Book review: Jenny Clegg – China’s Global Strategy: Towards a Multipolar World

[Review by Thomas Fenton]

Jenny Clegg’s superbly analytical book arrives at a critical historic moment. The US-dominated post-cold war world order is finding itself increasingly challenged in the context of the imperialist economic collapse and the quagmire into which the US-led invasions of Afghanistan and Iraq have descended.

This year will also mark the 60th anniversary of the founding of the People’s Republic of China on 1 October 1949, following the Chinese people’s victorious struggle against Japanese imperialist occupation and the subsequent struggle waged under the leadership of the Communist Party of China (CPC) against US imperialism and domestic reactionaries. This constituted the greatest revolutionary achievement of the 20th century, following the October Revolution. China today is not only the world’s most populous nation, with 1.3 billion people, but also a country committed to socialism and the leading developing country.

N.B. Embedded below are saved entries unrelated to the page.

PR #667, opened 2022-09-29
Update Vulkan-Headers to 1.3.235

MarijnS95:
~Depends on #666~


Ralith (approved):
Approved conditional on confirmation that the video extensions are still intended to be semver-exempt (do we document this anywhere?).

MarijnS95:
Yeah, it's semver-exempt but looks like we (I :eyes:) didn't even document it anywhere outside of #417, not even in the README...

Ralith:
Bonus points for adding docs and even a feature gate, then.

MarijnS95:
@Ralith Done in `README.md`! Conciseness isn't really my thing, feel free to suggest improvements.

While at it, maybe we should soup-up our module docs as well :sweat_smile:

Ralith (approved):

MarijnS95:
Rebased on GH and of course, needed some manual attention to integrate cleaned-up casts from #685.

PR #668, opened 2022-10-11
extensions/ext: Add VK_EXT_acquire_drm_display

AidoP:
Note that https://github.com/KhronosGroup/Vulkan-ValidationLayers/issues/4136 prevents the use of `vkGetDrmDisplayEXT` while using  `VK_LAYER_KHRONOS_validation`.

### DIFF
--- a/ash/src/extensions/ext/acquire_drm_display.rs
+++ b/ash/src/extensions/ext/acquire_drm_display.rs
@@ -26,14 +26,9 @@ impl AcquireDrmDisplay {
         &self,
         physical_device: vk::PhysicalDevice,
         drm_fd: i32,
-        display: vk::DisplayKHR
+        display: vk::DisplayKHR,
     ) -> VkResult<()> {
-        (self.fp.acquire_drm_display_ext)(
-            physical_device,
-            drm_fd,
-            display
-        )
-        .result()
+        (self.fp.acquire_drm_display_ext)(physical_device, drm_fd, display).result()
     }
 
     /// <https://www.khronos.org/registry/vulkan/specs/1.3-extensions/man/html/vkGetDrmDisplayEXT.html>
@@ -42,16 +37,11 @@ impl AcquireDrmDisplay {
         &self,
         physical_device: vk::PhysicalDevice,
         drm_fd: i32,
-        connector_id: u32
+        connector_id: u32,
     ) -> VkResult<vk::DisplayKHR> {
         let mut display = mem::MaybeUninit::uninit();
-        (self.fp.get_drm_display_ext)(
-            physical_device,
-            drm_fd,
-            connector_id,
-            display.as_mut_ptr()
-        )
-        .result_with_success(display.assume_init())
+        (self.fp.get_drm_display_ext)(physical_device, drm_fd, connector_id, display.as_mut_ptr())
+            .result_with_success(display.assume_init())
     }
 
     #[inline]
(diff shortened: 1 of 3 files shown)


ash/src/extensions/ext/acquire_drm_display.rs
```diff
@@ -0,0 +1,61 @@
+use crate::prelude::*;
+use crate::vk;
+use crate::{Entry, Instance};
+use std::ffi::CStr;
+use std::mem;
+
+/// <https://www.khronos.org/registry/vulkan/specs/1.3-extensions/man/html/VK_EXT_acquire_drm_display.html>
+#[derive(Clone)]
+pub struct AcquireDrmDisplay {
+    handle: vk::Instance,
```
MarijnS95, line 10: No need to store `handle` if it isn't used by any of the functions wrapped by this struct. In turn drop `fn instance()` as well.

AidoP: removed in d855ed1

ash/src/extensions/ext/acquire_drm_display.rs
```diff
@@ -0,0 +1,55 @@
...
+
+    /// <https://www.khronos.org/registry/vulkan/specs/1.3-extensions/man/html/vkGetDrmDisplayEXT.html>
+    #[inline]
+    pub unsafe fn get_drm_display(
+        &self,
+        physical_device: vk::PhysicalDevice,
+        drm_fd: i32,
+        connector_id: u32,
+    ) -> VkResult<vk::DisplayKHR> {
+        let mut display = mem::MaybeUninit::uninit();
```
MarijnS95, line 41: We've only sparsely used `MaybeUninit` before (only ever in `VK_KHR_display`), and only with `zeroed()` instead of `uninit()`.

Doesn't seem like there's any harm in doing that here, so I'm willing to try that out (and hopefully schedule to replace more `MaybeUninit::zeroed()`/`mem::zeroed()`/`default()` calls at some point).

MarijnS95 (approved):
Thanks for taking the other extension implementations by example, making this super easy to review!

ash/src/extensions/ext/acquire_drm_display.rs
```diff
@@ -0,0 +1,55 @@
...
+        (self.fp.get_drm_display_ext)(physical_device, drm_fd, connector_id, display.as_mut_ptr())
+            .result_with_success(display.assume_init())
```
Ralith, line 43: This is unsound because it calls `assume_init()` even if `get_drm_display_ext` returned an error, in which case the data is not necessarily initialized.

MarijnS95: Maybe that's why we'd been using `mem::zeroed()` before?

Ralith: I think we've mostly used it because it's less error-prone. It's perfectly reasonable to use `MaybeUninit`, it just requires a slightly different pattern where the result is only read on success.

MarijnS95: We can add a `.result_with_success` version that takes a closure instead?

Ralith: Right, that'd work well.

MarijnS95: @Ralith Taken care of in https://github.com/ash-rs/ash/pull/669.

PR #671, opened 2022-10-17
extensions/ext: Add VK_EXT_extended_dynamic_state3

MarijnS95:
Depends on #667, cc @wrightwriter


ash/src/extensions/ext/extended_dynamic_state3.rs
```diff
@@ -0,0 +1,405 @@
...
+    /// <https://www.khronos.org/registry/vulkan/specs/1.3-extensions/man/html/vkCmdSetSampleMaskEXT.html>
+    #[inline]
+    pub unsafe fn cmd_set_sample_mask(
+        &self,
+        command_buffer: vk::CommandBuffer,
+        samples: vk::SampleCountFlags,
+        sample_mask: &[vk::SampleMask],
+    ) {
+        // TODO: Assert on the size of sample_mask vs samples, or derive `samples` from slice length?
+        (self.fp.cmd_set_sample_mask_ext)(command_buffer, samples, sample_mask.as_ptr())
```
MarijnS95, line 69: Unsure about this one. We don't do it for the struct constructor because we can't, but here we could/should?

Also, `SampleCountFlags` is a bitflags of powers of two, theoretically multiple bitflags could be specified making it a regular number? Is that even possible/allowed/sensible? (I've never used this part of the API)

ash/src/extensions/ext/extended_dynamic_state3.rs
```diff
@@ -0,0 +1,405 @@
...
+        (self.fp.cmd_set_logic_op_enable_ext)(command_buffer, logic_op_enable.into())
+    }
+
+    /// <https://www.khronos.org/registry/vulkan/specs/1.3-extensions/man/html/vkCmdSetColorBlendEnableEXT.html>
+    #[inline]
+    pub unsafe fn cmd_set_color_blend_enable(
+        &self,
+        command_buffer: vk::CommandBuffer,
+        first_attachment: u32,
+        color_blend_enables: &[vk::Bool32],
```
MarijnS95, line 111: Only place where we can't do `&[bool]`. Requesting a `vk::Bool32` saves an unnecessary iteration and collect, which we anyway only do in `acceleration_structure.rs`.

ash/src/extensions/ext/extended_dynamic_state3.rs
filnet: Multiple bits can be set but not in this particular context.
See https://registry.khronos.org/vulkan/specs/1.3-extensions/man/html/VkSampleCountFlagBits.html#_c_specification

filnet: This function is supposed to take a `VkSampleCountFlagBits` and not a `VkSampleCountFlag`. Was that change deliberate ?

filnet: PS: same issue with `vkCmdSetRasterizationSamples` ?

filnet: Please ignore my comments... There is no `VkSampleCountFlagBits` vs `VkSampleCountFlags` in ash. Both have been conflated in `SampleCountFlags` which acts both as an enum and a mask.

MarijnS95: So the question is: should `ash` treat these as separate entities _if_ `vk.xml` properly uses `*Flags` or `*FlagBits` to distinguish variables where only a single flag is allowed (i.e. some API/function call) versus variables where multiple flags can be set (typically where allowed flags are queried for a specific implementation).

coffeenotfound:
When is this going to be merged? I would really need ext_dynamic_state3

MarijnS95:
@coffeenotfound Whenever it receives review.

ash/src/extensions/ext/extended_dynamic_state3.rs
Ralith: LGTM.

Ralith (approved):

wrightwriter:
i'm wondering if it makes sense to have the dynamic state extensions as a traits on device.

MarijnS95:
Hardly any of the functions take a `VkDevice`, I think you're more so intending this to be on `VkCommandBuffer`.

Unless you're intending for a model where `ash::Device` loads _all_ device functions, I think Erupt does something like that.

wrightwriter:
Ok, my logic was that core vkCmd are on the device. But what you are saying makes sense.

MarijnS95:
Most of these functions are loaded _for_ a device (and `vk::CommandBuffer` is a special child specific to a single `vk::Device`), and all the standardized `.cmd_` function are hence loaded for and available on a device.

The main point is that we didn't force this for extensions, so that the `ash::Device` object doesn't get too bloated with _all_ extensions and their optionally-loaded/available functions.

This book’s chief contribution is to situate China’s internal development within the context of the rising developing world. The internal development issues that Clegg addresses include the economic and political, specifically, the recent transition from a strategy of “rapid growth at any cost” toward a “people first” and sustainable approach, which, she argues, must tackle such problems as social inequality, the consequences of mass rural migration into the cities, and environmental degradation.

Clegg also expresses support for China’s sovereignty in both Taiwan and Tibet, although she claims, without further elaboration or explanation, that in the latter case – a favourite issue for the ‘anti-China’ lobby in the UK and elsewhere – the government should nevertheless “modify” what she describes as “its top-down approach” as far as is realistically possible.

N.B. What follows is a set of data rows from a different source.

PR #676, opened 2022-11-07
generator: Update list of vendor names

charles-lunarg:
Noticed that the vendor list is a bit on the lean side. I'm not sure what impact this will have (in fact, I didn't even run the code because I wasn't sure how to set up the rust environment to test it, and it seems like a 'no brain required' change.)

Regardless, while I would of liked to address the TODO to locate the vendors from the code directly, my rust isn't capable of that at the moment. Rather than ask one of the ash maintainers to do it, this lets any new vendor extensions not cause ash builds to fail.


MarijnS95:
> I'm not sure what impact this will have

This list is only used while stripping enum variant types (`FlagBits`), and my general stance has been to not add vendors until they start shipping flags in `vk.xml`; we'd get a clear generator error otherwise which is really only relevant for those who update the bindings (also me).

charles-lunarg:
That makes sense. 

I did make this change due to an upcoming additional vendor adding flag bits, but since its not in the public vk.xml I didn't want to add *only* the one that is needed. 

Should I close the PR? seems this commit goes against the established policy for this repo.

MarijnS95:
@charles-lunarg That is the kind of issue I had in mind, after adding `ash` to the Khronos CI. Happy to pull this in to unblock upstream, there's no real gain in not listing all the vendors here however.

MarijnS95:
Ugh, just saw this in another PR half an hour ago: the freshly released `bytemuck` crate bumps our MSRV to 1.60: https://github.com/Lokathor/bytemuck/pull/140#issuecomment-1304404474

I hope it's only the `generator` though, allow me to fix the CI first to _only_ lint our published crates as the `generator` can rely on `nightly` for what I'm concerned.

charles-lunarg:
I don't think this is *blocking* upstream per-say, as the upstream CI checks don't fail if ash fails, it just documents that it didn't succeed. (Aka, a warning not an error).

I will fix the formatting error. I'll just copy/paste what the formatter tells me it should be. But I'll wait till the bytemuck issue is resolved :)

MarijnS95:
Sure, I set it up that way to not truly block everyone, but seeing a red/orange "CI failed with warnings" is never useful/nice :wink: 

Just run `cargo fmt` locally, set up your Rust environment while we eagerly await more contributions :partying_face:

MarijnS95:
@charles-lunarg You can rebase now :)

MarijnS95 (approved):
Good, but one request: can we sort these alphabetically? :grimacing:

charles-lunarg:
Alphabetical order is no issue, and it is much more pleasing to look at.

MarijnS95:
@charles-lunarg Upstream CI should now be unblocked, which picks directly from the `master` branch.

charles-lunarg:
Thanks!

Relating China’s internal development to world developments, Clegg states that, since 1949, the country has maintained the view that “the primary conflict in the world is between imperialism and anti-imperialism, rather than capitalism and socialism”.

The end of the cold war “unleashed a new age of imperialism”, with the United States “emerging as the world’s sole superpower”, and China’s strategy in response to these historical developments constitutes a “Leninism for the twenty-first century”, according to Clegg.

Chinese foreign policy has, in fact, consistently allowed for cooperation between developing countries with differing social and political systems, as spelled out by Premier Zhou Enlai at the Afro-Asian Conference in Bandung, Indonesia in 1955, which Clegg sees as intrinsic to China’s current development of a “political strategy of counter-hegemonism”.

Clegg believes that the new ‘Chinese Leninism’, places the “Third World struggle for development” at the centre of world transformation, within which China pursues a new international political and economic order (NIPEO), envisioning nuclear disarmament/demilitarisation, and an increased regional level of multi-polar organisation. Such an order, argues Clegg, would further comprise an “equitable sharing of world markets”, finance oriented towards development, sustainable development, and a stabilised international monetary system.

Jenny Clegg is a distinguished academic and a lifelong friend of China and anti-imperialist, anti-war activist. There is a serious dearth of contemporary western scholarship that adopts a sympathetic but rigorous perspective towards the Chinese revolution and its domestic and external strategies. Whilst one may not necessarily agree with all her conclusions, Clegg’s book represents a serious and timely attempt to grapple with vital issues and therefore constitutes an important contribution to a much-needed debate.

If this book helps bring about a more advanced understanding of the contemporary features of imperialism, and the paramount importance to the communist and progressive movement of supporting China’s socialist construction and its foreign policy of independence and peace, then it will have served a valuable purpose.